Task details:
Output an exact reproduction of the data.

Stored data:

PR #239, opened 2024-07-12
Add distributed SELinux policy

subpop:
Add a build option to enable building and installing an SELinux policy.


subpop:
I added `files_watch_etc_files(yggd_t)` to allow watching files in /etc.

subpop:
I haven't considered how far back in compatibility we want to go yet, but not supporting EL8 is very likely.

jirihnidek:
@subpop Is it still draft? Or do you need final review and review from selinux team?

selinux/yggdrasil.te
```diff
@@ -0,0 +1,41 @@
...
+allow yggd_t self:capability { setgid setuid };
+allow yggd_t self:fifo_file rw_fifo_file_perms;
+allow yggd_t self:unix_stream_socket create_stream_socket_perms;
+allow yggd_t self:unix_dgram_socket { connect create getattr };
+
+domain_use_interactive_fds(yggd_t)
+
+files_read_etc_files(yggd_t)
+
+files_watch_etc_files(yggd_t)
```
jirihnidek, line 27: I have just note that is not related to this case. We had to consider use case for rhsm.service, when some customers use NFS for sharing `/etc` directory and it wasn't possible to use i-notify. We had to implement regular polling as fallback solution. I hope such request will not pop up for any client tool anymore.

subpop: That's alarming. Machine-specific information goes into `/etc`. Sharing it over NFS seems unsafe. I feel like that's a condition that we should not support unless we're explicitly required to. That introduces a lot of complexity unnecessarily.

Answer to the exercise:
PR #239, opened 2024-07-12
Add distributed SELinux policy

subpop:
Add a build option to enable building and installing an SELinux policy.


subpop:
I added `files_watch_etc_files(yggd_t)` to allow watching files in /etc.

subpop:
I haven't considered how far back in compatibility we want to go yet, but not supporting EL8 is very likely.

jirihnidek:
@subpop Is it still draft? Or do you need final review and review from selinux team?

selinux/yggdrasil.te
```diff
@@ -0,0 +1,41 @@
...
+allow yggd_t self:capability { setgid setuid };
+allow yggd_t self:fifo_file rw_fifo_file_perms;
+allow yggd_t self:unix_stream_socket create_stream_socket_perms;
+allow yggd_t self:unix_dgram_socket { connect create getattr };
+
+domain_use_interactive_fds(yggd_t)
+
+files_read_etc_files(yggd_t)
+
+files_watch_etc_files(yggd_t)
```
jirihnidek, line 27: I have just note that is not related to this case. We had to consider use case for rhsm.service, when some customers use NFS for sharing `/etc` directory and it wasn't possible to use i-notify. We had to implement regular polling as fallback solution. I hope such request will not pop up for any client tool anymore.

subpop: That's alarming. Machine-specific information goes into `/etc`. Sharing it over NFS seems unsafe. I feel like that's a condition that we should not support unless we're explicitly required to. That introduces a lot of complexity unnecessarily.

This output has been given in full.